Close relationships with government agencies, universities and local industries have resulted in the development of a collection that reflects many of the major changes in information and communication technology throughout the 20th century.
With key items such as the CSIRAC computer and Alexander Graham Bell's experimental telephone, this collection is of both national and international significance. It includes items of phonography, television, computing, radio, telephony, telegraphy, electronics, photography and cinematography.
Significant items
- CSIRAC (1949-64): the first automatic electronic stored-program computer in Australia and one of the first in the world. It is the only first-generation computer still in existence.

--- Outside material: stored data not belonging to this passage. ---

Issue #412, opened 2026-08-15
fix(plotly): a trace after an empty one highlights the wrong element


jooyoungseo:
Found while fixing review feedback on #411, and deliberately left out of it: this is pre-existing on `main` and shared by the line, step and area layers, so no one layer can fix it.

## What happens

A scatter-family trace with no points gets **no DOM node at all** from plotly — it does not get an empty one. Every later trace therefore moves up a position in the `scatterlayer`, while py-maidr keeps numbering selectors by the trace's *declared* index.

```python
fig = go.Figure([
    go.Scatter(x=[1, 2, 3], y=[1, 2, 3], mode="lines", name="a"),
    go.Scatter(x=[],        y=[],        mode="lines", name="empty"),
    go.Scatter(x=[1, 2, 3], y=[7, 8, 9], mode="lines", name="c"),
])
```

Emitted on `main` today:

```
.subplot.xy .scatterlayer > .trace.scatter:nth-child(1) path.js-line
.subplot.xy .scatterlayer > .trace.scatter:nth-child(3) path.js-line
```

Measured in Chromium, the rendered `scatterlayer` holds **two** `.trace.scatter` nodes:

| selector | resolves to |
|---|---|
| `nth-child(1)` | line `a` ✅ |
| `nth-child(2)` | line `c` |
| `nth-child(3)` | **nothing** ❌ |

So the second surviving line is announced correctly but highlights nothing. Same class as #316 — correct audio, braille and text, no visible highlight, no warning.

## Why one layer cannot fix it

`_drawn_line_series` already does half the job: it drops the empty series from `data` and from the position list together, which is what #316 added it for. What it cannot do is renumber the positions that survive — they are indices into the *subplot's* scatter traces, and an empty trace belonging to a **different** layer shifts this layer's traces just as much. The compaction has to happen where `position_of` is built in `PlotlyMaidr._extract_plots`, which is the only place that sees every scatter trace on the subplot.

## Scope

Affects `PlotlyMultiLinePlot`, `PlotlyStepPlot` and `PlotlyAreaPlot` identically, since all three number from the same shared map. Verified for lines (above) and for areas; steps share the code path.

## Pinned, not silent

[...]

PR #419, opened 2026-08-15
fix(plotly): generate the positions plotly generates when x is omitted

### LINKED ISSUE #418: fix(plotly): a trace written without x announces nothing
Found while measuring #412. More severe than that one and independent of it, so filed separately.

## What happens

`x` is optional in plotly. Omit it and plotly generates `0, 1, 2, …` — which is how most quick plots are written:

```python
go.Figure([go.Scatter(y=[1, 2, 3], mode="lines")])   # layer emitted, 0 points
go.Figure([go.Scatter(y=[1, 2, 3], mode="markers")]) # layer emitted, 0 points
go.Figure([go.Bar(y=[3, 1, 2])])                     # layer emitted, 0 points
```

All three produce a layer of the right **type** carrying **no data at all**. The chart is drawn, the layer is present, the type is right, and there is nothing to navigate.

## Ground truth

`gd.calcdata[0]` after `Plotly.newPlot` in Chromium:

| figure | `calcdata` x | `calcdata` y | drawn marks |
|---|---|---|---|
| `go.Scatter(y=[1,2,3], mode="lines")` | `[0, 1, 2]` | `[1, 2, 3]` | 1 `path.js-line` |
| `go.Bar(y=[3,1,2])` | `[0, 1, 2]` | `[3, 1, 2]` | 3 bars |

So plotly supplies the positions and draws normally. py-maidr drops the series because it pairs the two arrays with `zip(as_list(x), as_list(y))`, and `as_list(None)` is `[]`, so the zip yields nothing.

## It also hides a second trace

```python
go.Figure([
    go.Scatter(y=[1, 2, 3], mode="lines", name="a"),
    go.Scatter(x=[1, 2, 3], y=[4, 5, 6], mode="lines", name="b"),
])
```

emits **one** series for a two-line chart. The selector happens to be right here (`nth-child(2)`, and both traces are drawn so declaration order holds), but a reader is told the chart has one line.

## Scope

Affects the scatter family and bars at least — the `zip`-two-arrays shape is used across `maidr/plotly/`. Worth auditing every extractor rather than fixing the first three: the same pattern appears in the line, step, area, bar and histogram paths, and each will need the generated positions when its position array is absent.

The fix is to supply `range(len(values))` when the position array is missing, which is what plotly itself does. Care needed on the horizontal cases, where the *value* array is `x` and the generated one is `y`.

## Difficulty

Small per site, but it is several sites and wants a shared helper rather than five copies — the two-copies-drift problem in #416 is recent.

jooyoungseo:
Closes #418. Found while measuring #412, and more severe than it.

`x` is optional in plotly. Omit it and the trace is drawn at `0, 1, 2, …` — which is how most quick plots are written:

```python
go.Figure([go.Scatter(y=[1, 2, 3], mode="lines")])   # layer emitted, 0 points
go.Figure([go.Scatter(y=[1, 2, 3], mode="markers")]) # layer emitted, 0 points
go.Figure([go.Bar(y=[3, 1, 2])])                     # layer emitted, 0 points
```

All three produced a layer of the right **type** carrying **no data at all**. The chart is drawn, the layer is present, the type is correct, and there is nothing to navigate. `go.Bar(y=[3, 1, 2])` is about as ordinary as plotly gets, so this was not a corner case.

The cause is one line of pairing: `zip(as_list(x), as_list(y))`, where `as_list(None)` answers `[]` — documented behaviour that "saves each caller a null check", and which here silently emptied the result.

**It also hid the traces beside it.** Two lines where one omits `x` announced **one** line, so a reader was told the chart had half its content.

## Ground truth

`gd.calcdata[0]` after `Plotly.newPlot` in Chromium — measured, not read from the docs:

| figure | calcdata x | calcdata y | drawn marks |
|---|---|---|---|
| `go.Scatter(y=[1,2,3], mode="lines")` | `[0, 1, 2]` | `[1, 2, 3]` | 1 `path.js-line` |
| `go.Bar(y=[3,1,2])` | `[0, 1, 2]` | `[3, 1, 2]` | 3 bars |

So generating `range(len(values))` reproduces what plotly does rather than inventing a convention. A test pins that the positions start at **zero** for exactly that reason — 1-based or the data's own index would both be plausible-looking and wrong.

## One helper, not five copies

The same two-array pairing appears in the bar, scatter, line, grouped-bar and shared line-series paths. `paired_axes(trace, value_key, position_key)` is the single place, since two copies of one rule is what #416 had just finished removing.

Two decisions worth stating:

- **A short position array is left short.** Plotly pairs the two positionally and draws only as far as the shorter reaches, so padding would invent points it never drew. Truncating is its behaviour, not damage to repair here.
- **The value axis is a parameter**, because a horizontal trace carries its magnitudes on `x` and the generated array is `y`.

## Verification

- **Suite 1683 passed** (1664 + 19 new). No existing test failed — again the finding rather than the reassurance: nothing pinned that an `x`-less trace should announce anything.
- Falsification: removing the generation fails **12 of 19**.
- `ruff check` clean across `maidr/plotly/`; no line over 88.

An explicit `x` is untouched — categorical, numeric, and grouped-bar cases are all pinned, including that `[0, 0, 0]` is not mistaken for a missing array.

---

### DIFF
--- a/maidr/plotly/bar.py
+++ b/maidr/plotly/bar.py
@@ -2,7 +2,7 @@ from __future__ import annotations
 
 from maidr.core.enum.maidr_key import MaidrKey
 from maidr.core.enum.plot_type import PlotType
-from maidr.plotly.plotly_plot import PlotlyPlot, as_list
+from maidr.plotly.plotly_plot import PlotlyPlot, paired_axes
 
 
 class PlotlyBarPlot(PlotlyPlot):
@@ -15,8 +15,7 @@ class PlotlyBarPlot(PlotlyPlot):
         return f"{self._subplot_css_prefix()}.trace.bars .point > path"
 
     def _extract_plot_data(self) -> list[dict]:
-        x = as_list(self._trace.get("x"))
-        y = as_list(self._trace.get("y"))
+        x, y = paired_axes(self._trace)
 
         return [
             {MaidrKey.X: self._to_native(xv), MaidrKey.Y: self._to_native(yv)}
--- a/maidr/plotly/grouped_bar.py
+++ b/maidr/plotly/grouped_bar.py
@@ -3,7 +3,7 @@ from __future__ import annotations
 from maidr.core.enum.maidr_key import MaidrKey
 from maidr.core.enum.plot_type import PlotType
 from maidr.plotly.barnorm import barnorm_scale, stack_shares
-from maidr.plotly.plotly_plot import PlotlyPlot, as_list
+from maidr.plotly.plotly_plot import PlotlyPlot, paired_axes
 
 
 class PlotlyGroupedBarPlot(PlotlyPlot):
@@ -64,8 +64,7 @@ class PlotlyGroupedBarPlot(PlotlyPlot):
         pairs: list[list[tuple]] = []
 
         for trace in self._traces:
-            x_vals = as_list(trace.get("x"))
-            y_vals = as_list(trace.get("y"))
+            x_vals, y_vals = paired_axes(trace)
             fill = trace.get("name", "")
             horizontal = self._horizontal(trace)
 
--- a/maidr/plotly/line.py
+++ b/maidr/plotly/line.py
@@ -2,7 +2,7 @@ from __future__ import annotations
 
 from maidr.core.enum.maidr_key import MaidrKey
 from maidr.core.enum.plot_type import PlotType
-from maidr.plotly.plotly_plot import PlotlyPlot, as_list
+from maidr.plotly.plotly_plot import PlotlyPlot, paired_axes
 from maidr.plotly.step_shape import renders_through_webgl
 
 
@@ -66,8 +66,7 @@ class PlotlyLinePlot(PlotlyPlot):
         return [self._scatter_line_selector(self._scatter_position)]
 
     def _extract_plot_data(self) -> list[list[dict]]:
-        x = as_list(self._trace.get("x"))
-        y = as_list(self._trace.get("y"))
+        x, y = paired_axes(self._trace)
         name = self._trace.get("name", "")
 
         line_data = []
--- a/maidr/plotly/plotly_plot.py
+++ b/maidr/plotly/plotly_plot.py
@@ -208,8 +208,7 @@ class PlotlyPlot(ABC):
         drawn_positions: list[int] = []
 
         for trace, position in zip(traces, positions):
-            x_values = as_list(trace.get("x"))
-            y_values = as_list(trace.get("y"))
+            x_values, y_values = paired_axes(trace)
             name = trace.get("name", "")
 
             series: list[dict] = []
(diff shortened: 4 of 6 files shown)


jooyoungseo:
Two corrections to what I first pushed, in d77dec7. Both are mine, and one was caught by the existing suite rather than by me.

### 1. It only fixed half the defect

`paired_axes` took a `value_key`, defaulting to `y`. A horizontal bar carries its magnitudes on `x` and needs `y` supplied, so this still announced nothing:

```python
go.Figure([go.Bar(x=[3, 1, 2], orientation="h")])   # 0 points
```

I had tested the `value_key` parameter on the helper directly and never driven a horizontal figure through the pipeline, which is exactly the gap a unit test can hide. Measured:

| trace | calcdata x | calcdata y | drawn |
|---|---|---|---|
| `go.Bar(x=[3,1,2], orientation="h")` | `3,1,2` | `0,1,2` | 3 bars |
| `go.Scatter(x=[3,1,2], mode="lines")` | `3,1,2` | `0,1,2` | 1 line |

The helper is symmetric now and takes no axis argument at all. Naming one of them "the value axis" made every caller answer an orientation question it does not otherwise ask, and getting that answer wrong is what produced the half-fix.

### 2. It conflated an absent array with an empty one — and the suite caught it

Two existing tests failed: `test_a_trace_with_no_y_counts_as_empty_too[step]` and `[multiline]`. **They were right and my change was wrong.**

Plotly draws the two cases differently, which I would not have guessed:

| trace | calcdata | drawn marks |
|---|---|---|
| `y` **absent** | x `[0,1]`, y `[0,1]` | 1 line / 4 bar marks |
| `y: []` **explicitly empty** | `[null]` | **0** |

`as_list` answers `[]` for both, so the raw key is the only thing that separates them. Generating for an empty array would have invented points for a trace plotly leaves blank — and worse, put back the phantom-series misalignment that #316 removed and that those very tests exist to hold.

The condition is now `trace.get("y") is None` rather than `not ys`, and the distinction has its own tests pointing at the alignment file, since it is the subtle part and the reason the naive version looks correct.

### Verification

- **Suite 1689 passed**, including the two alignment tests that failed on the first pass.
- Falsification: dropping the horizontal half fails **4**; conflating absent with empty fails **4**, two of them the pre-existing alignment tests.
- `ruff` clean across `maidr/plotly/` and `tests/plotly/`; no line over 88.

Worth stating plainly: the first version of this PR would have shipped a half-fix plus a regression, and the thing that stopped it was a test written for an unrelated issue. That is the argument for the pinned tests in this codebase doing real work.

---

jooyoungseo:
The axes bug is real and is fixed in 0fc4eb6. Good catch — it's the third correction to this PR and the second one I'd have shipped.

### `_extract_axes_data` still read the raw arrays — confirmed

Reproduced before touching it, and the reproduction is the interesting part: it **only shows with `dtick` set**. Without a tick step the grid precondition fails anyway, so a fixed and an unfixed trace both emit a bare `label` and look identical:

```
y-only  : x={'label': 'X'}                    # no dtick — looks fine
x and y : x={'label': 'X'}                    # …and so does the control
```

With `dtick`, the divergence appears:

| trace | before | after |
|---|---|---|
| `go.Scatter(y=[1,2,3])` | `{'label': 'X'}` | `{'label': 'X', 'min': 0.0, 'max': 2.0, 'tickStep': 1.0}` |
| `go.Scatter(x=[1,2,3])` | `{'label': 'Y'}` | `{'label': 'Y', 'min': 0.0, 'max': 2.0, 'tickStep': 1.0}` |

So the layer announced points at `0, 1, 2` while its axes reported no range for them — grid navigation silently off. That the control case looks identical without `dtick` is exactly why my tests missed it, and the new ones set `dtick` deliberately.

### The redundant guards — taken

`range(len([]))` is empty, so `and xs` never changed an answer. Removed; an extra condition implies a distinction that isn't there.

### The mixed normalised stack — measured, and it's already correct

This one I checked rather than assumed, and the answer inverts the concern. Plotly does not try to line generated integers up with real category labels either — it places `0, 1` as two **new** categories after `a` and `b`:

```
plotly:  p [(0, 100), (1, 100)]      # categories 'a', 'b'
plotly:  q [(2, 100), (3, 100)]      # generated 0, 1 → positions 2, 3
```

Four bars at four positions, each alone in its stack, each at 100%. py-maidr emits exactly that (`['a', 'b', 0, 1]`, all `100.0`). The keys differing is the correct reading, because the positions genuinely differ. Pinned with the reasoning, since it looks like a mis-key and is not.

### Verification

- **Suite 1695 passed**, 31 in the new file.
- Falsification: reading the raw arrays again fails **3**.
- `ruff` clean across `maidr/plotly/` and `tests/plotly/`.

Tally on this PR: a half-fix (horizontal), a regression (absent vs empty, caught by #316's tests), and this inconsistency (axes range). All three were found by measuring or by existing tests rather than by my reading of the diff, which is worth noting about the diff.

---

- Mainframe computers, including IBM CDC3200 (1960s), Cray Supercomputer X-MP (early 1980s).
- Microcomputers and microprocessor chips, from the 1970s to present.
- Noughts and Crosses machine: an early example of an interactive display using diodes, relays and uniselectors.
- Early calculating devices, from Napier's rods to arithmometers and totalisators.
- Domestic communication technologies: telephones, phonographs, radios, televisions, including items of considerable historic interest, including one of the first Edison phonographs in Australia.
- Pioneering items in the history of radio in Australia: Jenvey Coherer (1901), Max Howden receiver, Flying Doctor equipment, ABC station 3LO's Studio 303 (1939-86).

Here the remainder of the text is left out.